Diabetes Care. 1993 Jun;16(6):881-8. doi: 10.2337/diacare.16.6.881.

DOI:10.2337/diacare.16.6.881
PMID:8325202
Abstract

OBJECTIVE

To test the sensitivity to insulin in recent-onset IDDM patients, its course according to treatment, and the advent of remissions.

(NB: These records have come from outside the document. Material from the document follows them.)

PR #275, opened 2021-01-24
feat(contract-standards): Adding near-contract-standards library and more tools

### LINKED ISSUE #254: Standards library
We are keep adding more and more standards.
Many of which are surfaced in the examples in the direct way, instead of using a library.

I've worked on a prototype of such library here - https://github.com/ilblackdragon/balancer-near/tree/master/near-lib-rs/src

For all smart contract standrads (like upgradability pattern, factory pattern, fungible token and non-fungible token) it should provide an easy to include functionality (that is already well tested) & testing harnesses.

Additional tools like test tokens, any special testing tools should be also included there.

ilblackdragon:
`near-contract-standards` is a library with implementations of contract standards.

Additional tools include testing and implementation tools that reduce contract code and tests size by 2x.
Also added `env::storage_byte_code()` which right now returns a constant but in the future will be switched to return current storage cost from environment.

Fixes #254


near-std/Cargo.toml
```diff
@@ -0,0 +1,16 @@
+[package]
+name = "near-std"
```
frol, line 2: I would like to discuss:

Do you believe it makes sense to have a separate crate for this?

Do you think it makes sense to have all the standards in a single crate?

FYI, my initial thought was that this is NEAR implementation of Rust std, so I would prefer to have another name, which will also reflect the fact that it is a crate for contracts (currently I would consider it to be a part of nearcore   rather than near-sdk)

examples/fungible-token/src/lib.rs
```diff
@@ -16,263 +16,65 @@
...
-    /// (`predecessor_id`).
-    /// Requirements:
-    /// * Caller of the method has to attach deposit enough to cover storage difference at the
-    ///   fixed storage price defined in the contract.
-    #[payable]
-    pub fn transfer(&mut self, new_owner_id: AccountId, amount: U128) {
-        // NOTE: New owner's Account ID checked in transfer_from.
-        // Storage fees are also refunded in transfer_from.
-        self.transfer_from(env::predecessor_account_id(), new_owner_id, amount);
+// #[near_bindgen]
```
frol, line 42: How does it work without this attribute?

ilblackdragon: It doesn't work with or without actually. Filed an issue in #276

near-std/Cargo.toml
ilblackdragon: Yes, I think separate crate make sense, containing all official compositional standards - standards that will be extended by other logic and composed (e.g. tokens, upgradability, etc). Some utils can go into sdk crate proper, but it then will end with overloading SDK with tons of utils. I think release schedule can be pretty different between these two crates.

This is a crate I've been using between all my contracts and actually other folks are starting to use them as well: https://github.com/search?l=TOML&q=near-lib&type=Code

My initial name was near-lib. We can call it near-sdk-lib?

frol (commented):
@ilblackdragon near-lib is even more confusing (we had already had `nearlib` which was the JS API client library, and we finally renamed it to `near-api-js` to avoid ambiguity).

> Some utils can go into sdk crate proper, but it then will end with overloading SDK with tons of utils.

SDK should be a one-stop-shop of all the compatible utils by design:

> A software development kit (SDK) is a collection of software development tools in one installable package.

[Wikipedia](https://en.wikipedia.org/wiki/Software_development_kit)

I believe that SDK can have a different release schedule, but given the nature of SDK it should provide or re-export (potentially behind a feature flag) the NEP standards and various helpers.

I propose `near-contract-standards` or it would be even better to split them apart into dedicated crates (e.g. `near-contract-nft-standard`), so it is easy to track the evolution of certain standards (if that is necessary).

frol (approved):

Cargo.toml
```diff
@@ -16,6 +17,6 @@ exclude = [
 
 # Special triple # comment for ci.
 [patch.crates-io]
-### borsh = { git = "https://github.com/near/borsh-rs", branch = "master" }
-### near-vm-logic = { git = "https://github.com/near/nearcore", branch = "master" }
-### near-primitives-core = { git = "https://github.com/near/nearcore", branch = "master" }
+### borsh = { git = "https://github.com/near/borsh", branch = "master" }
+### near-vm-logic = { git = "https://github.com/nearprotocol/nearcore", branch = "master" }
+### near-runtime-fees = { git = "https://github.com/nearprotocol/nearcore", branch = "master" }
```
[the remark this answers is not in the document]
ilblackdragon: merge conflict resolved badly. reverted.

near-sdk/src/test_utils/context.rs
```diff
@@ -56,13 +65,13 @@ impl VMContextBuilder {
         self
     }
 
-    pub fn epoch_height(&mut self, epoch_height: EpochHeight) -> &mut Self {
-        self.context.epoch_height = epoch_height;
+    pub fn block_timestamp(mut self, block_timestamp: u64) -> Self {
```
frol, line 68: Is it intentional that this method does not follow the rest of the methods API? (`self -> Self` instead of `&mut self -> &mut Self`)

ilblackdragon: I changed all of them to Self in the other PR #293 
I don't really understand why `&mut Self` is used, as that really makes that object not very usable.

frol: `&mut Self` eliminates unnecessary copies and simplifies the conditional parameters:

```rust
let mut builder = Builder::new();
if something {
  builder.block_height(10);
}
if something_else {
  builder.epoch_height(10);
}
```

with `Self`:

```rust
let mut builder = Builder::new();
if something {
  builder = builder.block_height(10);
}
if something_else {
  builder = builder.epoch_height(10);
}
```

You can read more about cons and pros: http://web.archive.org/web/20161030171809/https://aturon.github.io/ownership/builders.html (`&mut Self` was recommended)

evgenykuzyakov:
It looks like we should lock our inter-connected crate versions by using `=3.0.0-pre.1`, otherwise the higher version overwrites the dependency. This usually doesn't happen, but may break some stuff if someone relies on near-sdk = `=3.0.0` and we public near-sdk-core with `3.1.0`, then their `near-sdk` create will depend on `near-sdk-core = 3.1.0`, which it shouldn't

But because the previous version was published under `3.0.0-pre-release`, it overwrites `3.0.0-pre.1` for some alphabetical reason.

Just published `near-contract-standards v0.1.0-pre.1` and `near-sdk v3.0.0-pre.2`

mikedotexe (approved):
I really like this approach and organization. One thing I don't know how to do with the way the macros work: pass in metadata fields. I think the Bridge will need this.
Approving, and would like to see how to use these macros in other examples

mikedotexe:
For instance, when I try to use the macro in a public function, it'll break:

```rust
#[near_bindgen]
impl Contract {
    …

    pub fn add_metadata_symbol(&mut self, symbol: String) { //} -> FungibleTokenMetadata {
        near_contract_standards::impl_fungible_token_metadata!(
            Contract,
            String::from("1.0.0"),
            String::from("Example NEAR fungible token"),
            symbol,
            String::from("https://github.com/near/near-sdk-rs/tree/master/examples/fungible-token"),
            24
        );
    }
}

near_contract_standards::impl_fungible_token_core!(
    Contract,
    token
);
```

I get:

```bash
error[E0434]: can't capture dynamic environment in a fn item
  --> /Users/mike/near/near-sdk-rs/near-contract-standards/src/fungible_token/macros.rs:61:9
   |
61 |         #[near_bindgen]
   |         ^^^^^^^^^^^^^^^
   |
   = help: use the `|| { ... }` closure form instead
```

chadoh (approved):
A few nits, but I really like the approach and look forward to people being able to use it and get us more feedback.

near-contract-standards/src/fungible_token/metadata.rs
```diff
@@ -0,0 +1,15 @@
+use near_sdk::serde::Serialize;
+
+#[derive(Serialize)]
+#[serde(crate = "near_sdk::serde")]
+pub struct FungibleTokenMetadata {
+    pub version: String,
+    pub name: String,
+    pub symbol: String,
+    pub reference: String,
```
mikedotexe, line 9: actually, I do think we want to add `reference_hash` as sha256 of `reference`. I do believe this makes sense, like:

    pub reference_hash: [u8; 32],

We have this in the Nomicon NEP here, too:
https://nomicon-pr-158.onrender.com/Standards/Tokens/FungibleTokenMetadata.html#reference-level-explanation

near-contract-standards/src/fungible_token/implementation.rs
```diff
@@ -0,0 +1,256 @@
...
+        let amount = env::attached_deposit();
+        assert_eq!(
+            amount,
+            self.storage_minimum_balance().0,
+            "Requires attached deposit of the exact storage minimum balance"
+        );
+        let account_id =
+            account_id.map(|a| a.into()).unwrap_or_else(|| env::predecessor_account_id());
+        self.internal_register_account(&account_id);
+        AccountStorageBalance { total: amount.into(), available: amount.into() }
```
mikedotexe, line 218: Also want to point out that there's a bit of a confusion on this.
Al believes this should essentially return `available: 0` and believes this method is separate from account registration. He voiced it here: https://github.com/near/NEPs/pull/158#discussion_r582090178
Looking at this method and `storage_withdraw` (where we have `…self.accounts.remove(…`) it's pretty clear these are account registration and unregistration. Just want to connect dots here, as I don't think we've brought this up with Eugene directly.

mikedotexe:
@mfornet and @djsatok for your info, this is where we're at. An example of a `mint` function looks like this after some cursory testing:

```rust
#[near_bindgen]
impl Contract {

    …

    #[payable]
    pub fn mint(&mut self, account_id: ValidAccountId, amount: U128) {
        let deposit = env::attached_deposit();
        if let Some(account_balance) = self.token.accounts.get(&account_id.as_ref()) {
            // Add balance to the account, return deposit
            Promise::new(env::predecessor_account_id()).transfer(deposit);
            let new_balance = account_balance.saturating_add(amount.0);
            self.token.accounts.insert(&account_id.as_ref(), &new_balance);
        } else {
            // Insert the account, use the deposit for storage
            self.token.storage_deposit(Option::from(account_id.clone()));
            self.token.accounts.insert(&account_id.as_ref(), &amount.0);
        }
    }
}
```

examples/fungible-token/src/lib.rs
```diff
@@ -1,553 +1,117 @@
...
-            attached_deposit
-                + Balance::from(initial_storage - current_storage) * STORAGE_PRICE_PER_BYTE
-        };
-        if refund_amount > 0 {
-            env::log(format!("Refunding {} tokens for storage", refund_amount).as_bytes());
-            Promise::new(env::predecessor_account_id()).transfer(refund_amount);
-        }
-    }
-}
+near_contract_standards::impl_fungible_token!(
```
ilblackdragon, line 44: I think this should split into 3 impl still:
for example if contract wants to programmatically set the metadata, would need to implement all these functions separately.
Also in contract that is token + something else, impl of StorageManager would probably be more sophisticated.

ilblackdragon: I'm curious if there is a way to have a generic proxy for traits with composing. I feel like I saw a crate like this.
Something like `#[compose(token)] impl StorageManager for Contract {}`

.gitignore
```diff
@@ -14,3 +14,6 @@ target
 
 # Key pairs generated by the NEAR shell
 neardev
+
+# OS
+.DS_Store
```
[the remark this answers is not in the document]
evgenykuzyakov: Good idea

examples/fungible-token/src/lib.rs
```diff
@@ -1,553 +1,117 @@
...
+    Contract,
+    token,
+    String::from("1.0.0"),
+    String::from("Example NEAR fungible token"),
+    String::from("EXAMPLE"),
+    String::from("https://github.com/near/near-sdk-rs/tree/master/examples/fungible-token"),
```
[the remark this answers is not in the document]
evgenykuzyakov: Reworked metadata

examples/fungible-token/src/lib.rs
```diff
@@ -1,553 +1,117 @@
...
-            output_data_receivers: vec![],
-            epoch_height: 0,
-        }
+    fn get_context(predecessor_account_id: ValidAccountId) -> VMContextBuilder {
+        let mut builder = VMContextBuilder::new();
+        builder
+            .current_account_id(accounts(0))
+            .signer_account_id(accounts(1))
+            .predecessor_account_id(predecessor_account_id);
+        builder
```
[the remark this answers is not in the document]
evgenykuzyakov: It looks like it returns `&mut Self` instead of `Self` or `mut Self`, so we can't do this

near-contract-standards/src/fungible_token/metadata.rs
evgenykuzyakov: Switched to base58 hash

near-contract-standards/src/fungible_token/implementation.rs
evgenykuzyakov: Let's discuss on the meeting tomorrow.

examples/fungible-token/src/lib.rs
evgenykuzyakov: I've decided to remove Metadata macro completely, since it doesn't help much, but instead hides named arguments from the user, so it's easier to mess up.

There were 3 independent macro before combined `impl_fungible_token` macro. Now only `_core` and `_storage` left. Updated the example

near-contract-standards/src/fungible_token/implementation.rs
```diff
@@ -0,0 +1,256 @@
...
+        &mut self,
+        sender_id: AccountId,
+        receiver_id: AccountId,
+        amount: U128,
+    ) -> U128;
+}
+
+#[ext_contract(ext_fungible_token_receiver)]
+pub trait FungibleTokenReceiver {
+    fn ft_on_transfer(&mut self, sender_id: AccountId, amount: U128, msg: String) -> Promise;
```
mikedotexe, line 29: I think we decided on `PromiseOrValue` yes?

evgenykuzyakov: For this Trait it doesn't matter

chadoh: Is it worth documenting it according to the spec, for people who implement their FT-friendly contracts by reading the source?

ilblackdragon: It should be PromiseOrValue. 
Otherwise how does one return that it consumed X amount of tokens out of amount sent?

And yes, please add detailed doc string explaining what is happening there. Or at least linking to the standard.

near-contract-standards/src/fungible_token/receiver.rs
```diff
@@ -0,0 +1,23 @@
...
+    /// - The transferred amount was `500`, but the action in `msg` field has expired and the transfer must be
+    ///   cancelled. The method must return `500` or panic.
+    ///
+    /// Arguments:
+    /// - `sender_id` - the account ID that initiated the transfer.
+    /// - `amount` - the amount of tokens that were transferred to this account in a decimal string representation.
+    /// - `msg` - a string message that was passed with this transfer call.
+    ///
+    /// Returns the amount of unused tokens that should be returned to sender, in a decimal string representation.
+    fn ft_on_transfer(&mut self, sender_id: ValidAccountId, amount: U128, msg: String) -> U128;
```
ilblackdragon, line 22: Hm, sorry I mean should here be PromiseOrValue? How does one chain more stuff after on_trasnfer receival?

near-contract-standards/src/fungible_token/implementation.rs
```diff
@@ -0,0 +1,256 @@
...
+}
+
+impl FungibleToken {
+    pub fn new(prefix: &[u8]) -> Self {
+        let mut this = Self {
+            accounts: LookupMap::new(prefix.to_vec()),
+            total_supply: 0,
+            account_storage_usage: 0,
+        };
+        let initial_storage_usage = env::storage_usage();
```
willemneal, line 60: Does the line above add anything to storage?  If not, perhaps the lines should be switched to be explicit that it's the storage used before running the constructor.

near-contract-standards/src/fungible_token/implementation.rs
```diff
@@ -0,0 +1,256 @@
...
+        let tmp_account_id = unsafe { String::from_utf8_unchecked(vec![b'a'; 64]) };
+        this.accounts.insert(&tmp_account_id, &0u128);
+        this.account_storage_usage = env::storage_usage() - initial_storage_usage;
+        this.accounts.remove(&tmp_account_id);
```
willemneal, line 64: Why is this tmp account added and then deleted?

near-contract-standards/src/fungible_token/implementation.rs
```diff
@@ -0,0 +1,256 @@
...
+        this
+    }
+
+    pub fn internal_deposit(&mut self, account_id: &AccountId, amount: Balance) {
```
willemneal, line 68: Should these internal methods be public?  I know they won't become exported on the Wasm module, just a thought.

near-contract-standards/src/fungible_token/implementation.rs
mikedotexe: to see how much storage it took and keep track of how much each future user will take up

near-contract-standards/src/fungible_token/implementation.rs
```diff
@@ -0,0 +1,256 @@
...
+    fn ft_transfer_call(
+        &mut self,
+        receiver_id: ValidAccountId,
+        amount: U128,
+        memo: Option<String>,
+        msg: String,
+    ) -> Promise {
+        assert_one_yocto();
+        let sender_id = env::predecessor_account_id();
+        let amount = amount.into();
```
willemneal, line 131: A non-rust dev would find this line very strange (or even rust devs).  Though I love that the type inference from how amount used later works, it's still a little confusing.
```suggestion
```

near-contract-standards/src/fungible_token/implementation.rs
```diff
@@ -0,0 +1,256 @@
...
+        self.internal_transfer(&sender_id, receiver_id.as_ref(), amount, memo);
```
willemneal, line 132:
```suggestion
        self.internal_transfer(&sender_id, receiver_id.as_ref(), amount.into(), memo);
```

near-contract-standards/src/fungible_token/implementation.rs
willemneal: Perhaps it makes more sense to remove this line, then `amount.into()` in the function call.  This also removes two `into`s later.

near-contract-standards/src/fungible_token/implementation.rs
```diff
@@ -0,0 +1,256 @@
...
+        receiver_id: ValidAccountId,
+        amount: U128,
+    ) -> U128 {
+        let amount: Balance = amount.into();
+        let sender_id: AccountId = sender_id.into();
+        let receiver_id: AccountId = receiver_id.into();
+
+        // Get the unused amount from the `ft_on_transfer` call result.
+        let unused_amount = match env::promise_result(0) {
+            PromiseResult::NotReady => unreachable!(),
```
willemneal, line 174: This should panic with an error.

near-contract-standards/src/fungible_token/implementation.rs
```diff
@@ -0,0 +1,256 @@
...
+                if let Ok(unused_amount) = near_sdk::serde_json::from_slice::<U128>(&value) {
+                    std::cmp::min(amount, unused_amount.0)
+                } else {
+                    amount
+                }
+            }
+            PromiseResult::Failed => amount,
+        };
+
+        if unused_amount > 0 {
```
willemneal, line 185:
```suggestion
        if 0 < unused_amount {
```

near-contract-standards/src/fungible_token/implementation.rs
```diff
@@ -0,0 +1,256 @@
...
+            let receiver_balance = self.accounts.get(&receiver_id).unwrap_or(0);
+            if receiver_balance > 0 {
```
willemneal, line 187:
```suggestion
            if 0 < receiver_balance {
```

near-contract-standards/src/fungible_token/implementation.rs
```diff
@@ -0,0 +1,256 @@
...
+
+    fn storage_minimum_balance(&self) -> U128 {
+        (Balance::from(self.account_storage_usage) * env::storage_byte_cost()).into()
+    }
+
+    fn storage_balance_of(&self, account_id: ValidAccountId) -> AccountStorageBalance {
+        if let Some(balance) = self.accounts.get(account_id.as_ref()) {
+            AccountStorageBalance {
+                total: self.storage_minimum_balance(),
+                available: if balance > 0 { 0.into() } else { self.storage_minimum_balance() },
```
willemneal, line 250:
```suggestion
                available: if 0 < balance { 0.into() } else { self.storage_minimum_balance() },
```

near-contract-standards/src/fungible_token/implementation.rs
```diff
@@ -0,0 +1,256 @@
...
+        assert_one_yocto();
+        let amount: Balance = amount.unwrap_or_else(|| self.storage_minimum_balance()).into();
+        assert_eq!(
+            amount,
+            self.storage_minimum_balance().0,
+            "The withdrawal amount should be the exact storage minimum balance"
+        );
+        let account_id = env::predecessor_account_id();
+        if let Some(balance) = self.accounts.remove(&account_id) {
+            if balance > 0 {
```
willemneal, line 231:
```suggestion
            if 0 < balance {
```

examples/fungible-token/src/lib.rs
```diff
@@ -1,553 +1,155 @@
...
-    }
-    fn bob() -> AccountId {
-        "bob.near".to_string()
-    }
-    fn carol() -> AccountId {
-        "carol.near".to_string()
-    }
+    const REFERENCE: &str =
+        "https://github.com/near/near-sdk-rs/tree/master/examples/fungible-token";
+    const REFERENCE_HASH: &str = "Aa4hsn9vdMetr2WDvYWduLCFpi6VZqJ3AzDm16VmSibG";
```
willemneal, line 85: How is this computed?  Is this the commit hash?

near-contract-standards/src/fungible_token/implementation.rs
mikedotexe: is there some reason for these suggestions?

willemneal: Yes it was linked above.  It's a code style outlined by [here](https://github.com/rust-analyzer/rust-analyzer/blob/master/docs/dev/style.md#comparisons), which argues that it's better to match the real number line, e.i.  `x < y` is preferred over `y > x`.

frol: I find it hard to read "if zero is less than amount" (0 < amount) while "if amount is greater than zero" sounds organic to me.

@matklad I wonder to hear your input on the rust-analyzer rule.

willemneal: @frol good point.  I'm fine to drop all of the suggestions. Just wanted consistency.

near-contract-standards/src/fungible_token/implementation.rs
```diff
@@ -0,0 +1,256 @@
...
+
+impl FungibleToken {
+    pub fn new(prefix: &[u8]) -> Self {
+        let mut this = Self {
+            accounts: LookupMap::new(prefix.to_vec()),
+            total_supply: 0,
+            account_storage_usage: 0,
+        };
+        let initial_storage_usage = env::storage_usage();
+        let tmp_account_id = unsafe { String::from_utf8_unchecked(vec![b'a'; 64]) };
```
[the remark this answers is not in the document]
evgenykuzyakov: Maybe `repeat` will optimize at the run time. Need to try

near-contract-standards/src/fungible_token/implementation.rs
evgenykuzyakov: `env::storage_usage()` returns the value in bytes that is immediately updates when we modify internal value for inserting the temp account into the structure. We should probably refactor it a little to create a method that explains the logic below.

near-contract-standards/src/fungible_token/implementation.rs
evgenykuzyakov: Yes, because the contract that include `FungibleToken` struct needs to call them (without exporting). And since they are in a separate crate, we can't use `pub(crate)` visibility here.

near-contract-standards/src/fungible_token/implementation.rs
evgenykuzyakov: But it's unreachable, which panics with the error if it would ever happen. This is proper Rust

near-contract-standards/src/fungible_token/implementation.rs
evgenykuzyakov: I agree with @frol here on the readability when comparing `x` to `0`. I think when you use both variables e.g. `x` and `y` this is when `x < y` is better than `y > x`.

examples/fungible-token/src/lib.rs
evgenykuzyakov: It's just a random hash. Was replaced with obscure `vec[1; 32].into()`

ilblackdragon:
Hm.... How does one put the hash of the contract (code) into the contract itself?

near-contract-standards/src/fungible_token/implementation.rs
matklad: `x > 0` is definitely better that `0 < x` most of the time :)

The background behind the rule is that I've found myself doing a lot of bugs in the code involving *multiple* comparisons, like `x < y && x >= z`, or when checking if two intervals overlap. With "always use `<` / `<=`" rule, such comparisons, for me, became less bug prone.
`5 < x && x <= 10` is more intuitive than `x > 5 && x <= 10`. 
`10 < x && x <= 5` is obviously visibly buggy. 

I've clarified the rule to mention *multiple* comparisons in general. 

As usual, common sense should prevail over any written maxims :) Sometimes small wins in readability are outweighed by their discussion.

willemneal:
@ilblackdragon I think you need it to be part of the initialization.

near-contract-standards/src/fungible_token/implementation.rs
willemneal: Ah I see.

mikedotexe:
> Hm.... How does one put the hash of the contract (code) into the contract itself?

The `reference_hash` is the hash of the external JSON file that contains additional, free-form details.
https://nomicon-pr-158.onrender.com/Standards/Tokens/FungibleTokenMetadata.html#reference-level-explanation

near-contract-standards/src/fungible_token/receiver.rs
mikedotexe: done

near-contract-standards/src/fungible_token/implementation.rs
evgenykuzyakov: I've updated it to be `let amount: Balance = amount.into()` to give it a type.

near-contract-standards/src/fungible_token/receiver.rs
evgenykuzyakov: Updated

evgenykuzyakov:
Let's merge it and iterate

RESEARCH DESIGN AND METHODS

The euglycemic hyperinsulinemic clamp was used in 54 recent-onset IDDM patients and 14 healthy control subjects. Patients were tested after 1,2, and 4 wk of treatment with either insulin or insulin plus cyclosporin A, during cyclosporin A-associated long-lasting remissions, and during relapses.

RESULTS

Insulin sensitivity was markedly decreased in all patients at onset. It was rapidly restored by insulin therapy, whether immunosuppression was associated with it or not. Insulin sensitivity was even higher than normal in the remission patients, who also were characterized by the reappearance of some endogenous insulin secretion and the sustained normalization of blood glucose profiles. During relapses, the deterioration of the blood glucose profiles was associated with some loss of insulin sensitivity.

CONCLUSIONS

Cyclosporin A-associated remissions represent an original situation that associates euglycemia with the persistence of low endogenous insulin secretion. Cyclosporin A by itself had no influence on sensitivity to insulin, but allowed the reappearance of some insulin secretory capacity that contributed, with the improvement of insulin sensitivity, to the development of the diabetes honeymoon. The secretion of endogenous insulin, although lower than normal, was sufficient to secure a high sensitivity to insulin and the maintenance of normal blood glucose profiles, presumably because of the fact that insulin was released directly into the portal vein in these conditions. This metabolic state was precarious: the optimal sensitivity to insulin disappeared in patients who relapsed. These results have important clinical consequences: the preservation of islet residual secretory capacity by the use of newer nontoxic immunosuppressive protocols, combined with a minimal supportive insulin therapy in remission patients, may prolong remissions and maintain an optimal insulin sensitivity.

摘要

目的

检测近期发病的胰岛素依赖型糖尿病(IDDM)患者对胰岛素的敏感性、其治疗过程及缓解情况。

研究设计与方法

对54例近期发病的IDDM患者和14名健康对照者采用正常血糖高胰岛素钳夹技术。患者在接受胰岛素或胰岛素加环孢素A治疗1、2和4周后、环孢素A相关的长期缓解期以及复发期进行检测。

结果

所有患者发病时胰岛素敏感性均显著降低。无论是否联合免疫抑制治疗,胰岛素治疗均可迅速恢复胰岛素敏感性。缓解期患者的胰岛素敏感性甚至高于正常水平,其特征还包括内源性胰岛素分泌重新出现以及血糖水平持续正常。复发期间,血糖水平恶化与胰岛素敏感性部分丧失有关。

结论

环孢素A相关的缓解代表了一种独特的情况,即血糖正常与内源性胰岛素低分泌持续存在相关。环孢素A本身对胰岛素敏感性无影响,但可使部分胰岛素分泌能力重新出现,这与胰岛素敏感性的改善共同促成了糖尿病蜜月期的出现。内源性胰岛素分泌虽低于正常水平,但足以确保对胰岛素的高敏感性和血糖水平的正常维持,推测是因为在这些情况下胰岛素直接释放到门静脉中。这种代谢状态不稳定:复发患者对胰岛素的最佳敏感性消失。这些结果具有重要的临床意义:采用更新的无毒免疫抑制方案保留胰岛残余分泌能力,同时对缓解期患者给予最低限度的支持性胰岛素治疗,可能延长缓解期并维持最佳胰岛素敏感性。